プラーク(歯の汚れ)と認知症の因果関係も明らかになってきています。その繋がりは1)口腔内プラークが常に多いと歯周病が悪化。2)歯周病菌が血液によって脳内に運ばれます。3)歯周病菌を攻撃するために脳内にアミロイドβが現れ蓄積します。4)アミロイドβプラークがアルツハイマー病発症に繋がります(引用元)。詳しくは「BBTime 615 明日は我が身?」に書いております、ご参照のほど。

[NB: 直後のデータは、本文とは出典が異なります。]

Issue #15854, opened 2016-03-21
"access_cache called with invalid z-level" on savegame load, corrupted minimap


mutability:
(on 26c1f77055b6817ddc762e548c5e51528d99e843)

Loading a save reliably produces "DEBUG: access_cache called with invalid z-level" while loading, and the initial minimap is corrupt (just garbage).

gdb says this is the callpath:

```
(gdb) bt
#0  map::access_cache (this=0x11fc0f90, zlev=-247598940) at src/map.cpp:8065
#1  0x000000000055769c in cata_tiles::draw_minimap (this=0x19633e0, destx=1424, desty=608, center=..., width=width@entry=360, height=height@entry=352) at src/cata_tiles.cpp:1229
#2  0x0000000000e6563f in curses_drawwindow (win=0x1bcd85e0) at src/sdltiles.cpp:800
#3  0x0000000000614289 in wrefresh (win=<optimised out>) at src/cursesport.cpp:267
#4  0x00000000006ba9be in game::draw_pixel_minimap (this=this@entry=0x1c03ed70) at src/game.cpp:5074
#5  0x00000000006fbb35 in game::draw_sidebar (this=this@entry=0x1c03ed70) at src/game.cpp:5213
#6  0x00000000006ff2d0 in game::draw (this=this@entry=0x1c03ed70) at src/game.cpp:5056
#7  0x0000000000734c4b in game::load (this=this@entry=0x1c03ed70, worldname="Northway Village", name="#Q3VydGlzIEZlbGRtYW4=") at src/game.cpp:3514
#8  0x0000000000947b12 in game::opening_screen (this=0x1c03ed70) at src/main_menu.cpp:681
#9  0x000000000094189f in main (argc=0, argv=0x7fffffffdbc0) at src/main.cpp:431
```

Looks like fallout from a26fddfea332695e47978d36c3bcd6fb27127086: ter_view_z is only set in draw_ter(), and following that commit draw_sidebar() is called before the first call to draw_ter()

Issue #15842, opened 2016-03-20
Minimap trouble (flickering, distortions)


Zireael07:
When walking around, I see the minimap flicker. At night, the flicker is where I believe Full Night Vision would let me see, every few tiles. During the day, the flicker happens every time I go past a building - the indoor tiles are displayed for a second or two and then hidden by the proper fog of war.

What is going on? Some kind of caching being done too late?

Visible in build g26c1f77. I ran the last version I have downloaded to check, nothing such in g0c77ec5. This means whatever happened, happened in the last three days.

Zireael07:
![cata distorted minimap](https://cloud.githubusercontent.com/assets/4525388/13906498/cec72fe6-eed7-11e5-8d65-c189d4a4a9c6.png)

AArgh. See the screen. It's definitely more than just indoor tiles being problematic.

-> Black block on the right hand part
-> Stripes above the house at the top of the minimap

codemime:
I've turned on the minimap and can confirm that. I have the same issue.

lucianposton:
a26fddfea332695e47978d36c3bcd6fb27127086 is the first bad commit according to bisect.

a26fddf  2 days ago  Rearange main rendering method to place curses cursor on @ at the end.

codemime:
Reversing #15828 solved the issue for me.

Beanzy:
#15828 Also breaks the UI refresh when I use SDL ASCII with non default fonts. Prior to #15828 there was no issue.

![cdda issue](https://cloud.githubusercontent.com/assets/15885173/13907707/c8e66c2a-eeca-11e5-87b8-9f47a5624bcd.PNG)

In the picture above the advanced inventory screen was opened and then closed, however the image still remains on screen.

DanmakuDan:
It looks like with the rearrangement of the draw cycle, the minimap is getting drawn with the previous submap offset before the game updates the location where the player is. It looks like it also breaks the minimap when traveling between floors.

kevingranade:
I think there is some caching weirdnwss, but I also see some issues caused
by game::ter_view_z not being initialized

DanmakuDan:
Looks like the minimap draw was implicitly depending on `void map::draw( WINDOW* w, const tripoint &center )` inside `draw_ter()` updating the visibility cache (line 5849 in map.cpp):
```
    visibility_variables cache;
    update_visibility_cache( cache, center.z );
```

[...]

PR #67997, opened 2023-09-03
Fix visible tiles revealing invisible tiles below

### LINKED ISSUE #66040: 3D vision lets you see unseen tiles below

Rewryte:
#### Summary
Bugfixes "Fix visible tiles revealing invisible tiles below"

#### Purpose of change
The way 3D vision currently handles tile visibility is by calculating visibility variables for the current z-level and have every z-level underneath inherit the same values.  In cases where a tile on the current z-level should be visible but the tile underneath should not, the player will be able to see both tiles due to the non-visible tile underneath inheriting the visibility variables of the visible tile above it.  Correcting this will fix #66040.  Also a prerequisite for the lightmap changes in #67434.

#### Describe the solution
There are two parts to this solution:

1. Instead on updating the visibility cache on the current z-level only, we update the z-levels below as well, limited by the 3D vertical range setting.
2. In the tileset code, pull new variables from the visibility cache on each z-level to determine light level.

Naturally, these make processing visibility somewhat more CPU intensive.  To compensate, map cache and visibility cache are no longer calculated every draw.  Any event that alters these can simply call `map::build_map_cache` and `map::update_visibility_cache` instead.  This involves the removal of the temporary fix introduced in #15868.  The issues targeted by the fix (#15842 and #15854) are not reproducible.

Overall, these changes have a positive effect on draw performance leading to an 11% decrease in draw times.

#### Testing
Compiles ok.
Confirmed that invisible tiles no longer show as visible when viewing visible tiles on a higher z-level.

Before:
before
After:
after

### DIFF
--- a/src/player_activity.cpp
+++ b/src/player_activity.cpp
@@ -240,23 +240,28 @@ void player_activity::do_turn( Character &you )
     }
     // Only do once every two minutes to loosely simulate consume times,
     // the exact amount of time is added correctly below, here we just want to prevent eating something every second
-    if( calendar::once_every( 2_minutes ) && *this && !you.is_npc() && type->valid_auto_needs() &&
-        !you.has_effect( effect_nausea ) ) {
-        if( you.stomach.contains() <= you.stomach.capacity( you ) / 4 && you.get_kcal_percent() < 0.95f &&
-            !no_food_nearby_for_auto_consume ) {
-            int consume_moves = get_auto_consume_moves( you, true );
-            moves_left += consume_moves;
-            if( consume_moves == 0 ) {
-                no_food_nearby_for_auto_consume = true;
+    if( calendar::once_every( 2_minutes ) && *this && !you.is_npc() ) {
+        if( type->valid_auto_needs() && !you.has_effect( effect_nausea ) ) {
+            if( you.stomach.contains() <= you.stomach.capacity( you ) / 4 && you.get_kcal_percent() < 0.95f &&
+                !no_food_nearby_for_auto_consume ) {
+                int consume_moves = get_auto_consume_moves( you, true );
+                moves_left += consume_moves;
+                if( consume_moves == 0 ) {
+                    no_food_nearby_for_auto_consume = true;
+                }
+            }
+            if( you.get_thirst() > 130 && !no_drink_nearby_for_auto_consume ) {
+                int consume_moves = get_auto_consume_moves( you, false );
+                moves_left += consume_moves;
+                if( consume_moves == 0 ) {
+                    no_drink_nearby_for_auto_consume = true;
+                }
             }
         }
-        if( you.get_thirst() > 130 && !no_drink_nearby_for_auto_consume ) {
-            int consume_moves = get_auto_consume_moves( you, false );
-            moves_left += consume_moves;
-            if( consume_moves == 0 ) {
-                no_drink_nearby_for_auto_consume = true;
-            }
-        }
+        // Also update map and visibility caches every 2 minutes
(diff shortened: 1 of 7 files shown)


Rewryte:
This will be in draft until optimizations are complete.  Currently seeing a 57.6% increase in draw times.

Rewryte:
Currently fixing visual bugs resulting from the removal of map cache and visibility cache calculations from `game::draw`

Maleclypse:
Is this intended to still be in draft?  No stress if yes. It just reads as if it's ready to go possibly.

Rewryte:
> Is this intended to still be in draft? No stress if yes. It just reads as if it's ready to go possibly.

It's more or less done.  Tests are passing on my end (MSYS2).  Just pushed out one more fix to prevent cache bloat during tests.

ehughsbaird:
FYI, this resulted in a massive increase in test run times https://github.com/CleverRaven/Cataclysm-DDA/issues/68154.

src/player_activity.cpp
```diff
@@ -240,23 +240,28 @@ void player_activity::do_turn( Character &you )
...
-                no_drink_nearby_for_auto_consume = true;
+            if( you.get_thirst() > 130 && !no_drink_nearby_for_auto_consume ) {
+                int consume_moves = get_auto_consume_moves( you, false );
+                moves_left += consume_moves;
+                if( consume_moves == 0 ) {
+                    no_drink_nearby_for_auto_consume = true;
+                }
             }
         }
+        // Also update map and visibility caches every 2 minutes
```
ZhilkinSerg, line 261: Why?

Rewryte: Lighting conditions can change while the player is performing an activity, such as a construction that takes place through sunrise.  Now that visibility is no longer calculated every draw, it should be done here for the player to perceive a lighting change during the activity.  Doing so every turn would seem excessive given the speed of activities, so I opted for a calculation every 2 minutes, similar to hunger.

ZhilkinSerg: I don't think it is a good approach. We can update player hunger every 2 minutes, but it is not good for visibility or lighting. Lighting cache should be updated whenever lighting conditions change, visibility cache should be updated when visibility changes - e.g. when lighting condition change, when player moves, when player constructs something, when fields around player change their state, etc.

Brambor: Can't you get when to update from world time implicating light level change throughout sunset / sunrise?
I don't know if it is a good solution, but it would react to the change directly and should be faster if the brightness doesn't change.
It would still be rebuilding unnecessarily when player is underground and doesn't see natural light.

Rewryte: Current plan is to make the conditions more general rather than specific, so mainly position and time.  Time in particular, should cover nearly all the conditions mentioned here.  To keep everything in one place, I would advice that further suggestions be made in #68138.  Thanks.

Issue #67385, opened 2023-08-02
Batch time saving cost for moving stacks of items.


ampersand55:
### Is your feature request related to a problem? Please describe.

Moving large stacks of items have been unrealistically slow and laggy for a long time, but it was made more apparent when items with charges were turned into stack of items. When you craft e.g. sugar, salt, spices or flour in batch you are easily dealing with stacks of several thousands that you need to move around. 

Currently it takes ~50 minutes of in-game time to drop 1000 units of sugar from a duffel bag, which isn't realistic. 

### Solution you would like.

Batch time saving cost for moving stacks of the same item, and handling the dropping of said stack as one action so the game doesn't freeze when you handle large stacks.

Perhaps just a simple square root of dropping time, so if dropping 1 item takes 1 second, then dropping a stack of 10 would take ~3 seconds, dropping 100 would take 10 seconds, dropping 10000 would take 100 seconds, and so on.

### Describe alternatives you have considered.

Make powdered items use charges.

lispcoc:
I'm currently thinking about solving this problem.
I think the idea of ​​making the cost proportional to the square root of the number of items is very difficult to realize, because you don't know how many items you can move until you actually move the items.
Zombies may get in your way while you work, or items may be stolen by NPCs along the way.

Actually, I think the only option is to apply an expression like a linear function that can be calculated sequentially, but do you have any good ideas for this?

ampersand55:
If we want to calculate dropping time for one item at a time we could use a slow-growing non-converging infinite series, such as the harmonic series, where the first drop takes 1 second, the second takes 1/3 seconds, the forth takes 1/4 seconds and so on.

If we want the dropping advantage to be slower we could use e.g. some form of Σ k / (n+k-1) where k is a constant.

items dropped | square root | harmonic series Σ 1/n | Σ 10/(n+9)
---|--:|--:|--:
1 | 1  | 1 | 1
2 | 1.41 | 1.5 | 1.91
10 | 3.16 | 2.93 | 7.19
100 | 10 | 5.19 | 24.44
1000 |  31.62|   7.49 | 46.65
10000 | 100 |  9.79 | 69.60

lispcoc:
Σ 10/(n+9) seems good.
There are some other decisions to be made as well.
- We should be able to save time like this when dropping items, but should we also apply them when picking them up?
- The time to move items from adjacent tiles includes the time to move tiles, but should this cost be applied only once when moving items all at once?

[...]

PR #68004, opened 2023-09-04
[CR]Cost reduction of batch item picking and dropping

lispcoc:
#### Summary
Features "Batch time saving cost for moving stacks of items"

#### Purpose of change
Implement https://github.com/CleverRaven/Cataclysm-DDA/issues/67385

Moving n items takes n times as long as moving one item now.
In reality, no one drops 1 kg of salt on the floor in 1 gram portions.

#### Describe the solution
- Apply the formula suggested on https://github.com/CleverRaven/Cataclysm-DDA/issues/67385.

items dropped | Σ 10/(n+9)
-- | --
1 | 1
2 |1.91
10 | 7.19
100 | 24.44
1000 | 46.65
10000 | 69.60
- Apply the same formula both when picking up and dropping items.
- Movement costs when picking up items on adjacent tiles only apply to the first one.

#### Testing
drop 1000 salts to floor from backpack
Before: 25:00
After: 1:05

pick 1000 salts from floor to backpack
Before: 13:20
After: 0:32

#### Additional context
- Please comment if you have any thoughts on this proposal.
- There may be a more efficient way to examine stacked items.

画像は先日、国が承認したアルツハイマー型認知症治療薬「レカネマブ」です。「25日、エーザイと米バイオジェンが開発したアルツハイマー病治療薬「レカネマブ」を正式に承認した。進行を遅らせる効果を証明した国内初の薬となる。薬の公定価格である薬価の決定を経て、年内にも医療現場で使えるようになる見込みだ」(引用元)。年間で薬代が約390万円、保険適用で自己負担がおおよそ14万円くらいになるだろうとのことでした。

認知症を予防する・遅らせる、ひとつの技が「歯磨き」。健康寿命を伸ばし、最後の一日まで人生を味わうための「歯磨き」と思えば、煩わしくないのではないでしょうか?心の感じない「イライラ」をアライ流す、ムシ歯予防・歯周病予防のためだけではなく、認知症予防・PPK(ピンピンコロリ)のための歯磨きと捉えるのはいかがでしょう。

以下、施設依頼セミナーのための内容です。
1)ヘッドライトを付け、開けてくれない場合は指サック式バイトブロック(上の画像)を使用する。2)歯磨きペーストは始めから使わない。3)ライトで口腔内を照らし汚れや食物残渣(しょくもつざんさ、食べかす)を見る。4)歯ブラシで落とす。5)歯間ブラシにジェル(歯磨きペースト)を付けて磨く。6)フッ素入りのペーストを少量、歯ブラシにつけて仕上げ磨きと言うより、歯にペーストを塗るつもりで磨く。7)うがいはしない(塗ったペーストの効果がなくなるので)。

これからお風呂が癒しの季節です。ぬるめのお湯にゆったり浸かりながらの「だらだら磨き」が、人生を長く輝くものにすると考えてみては、皆様ご自愛の程ご歯愛の程。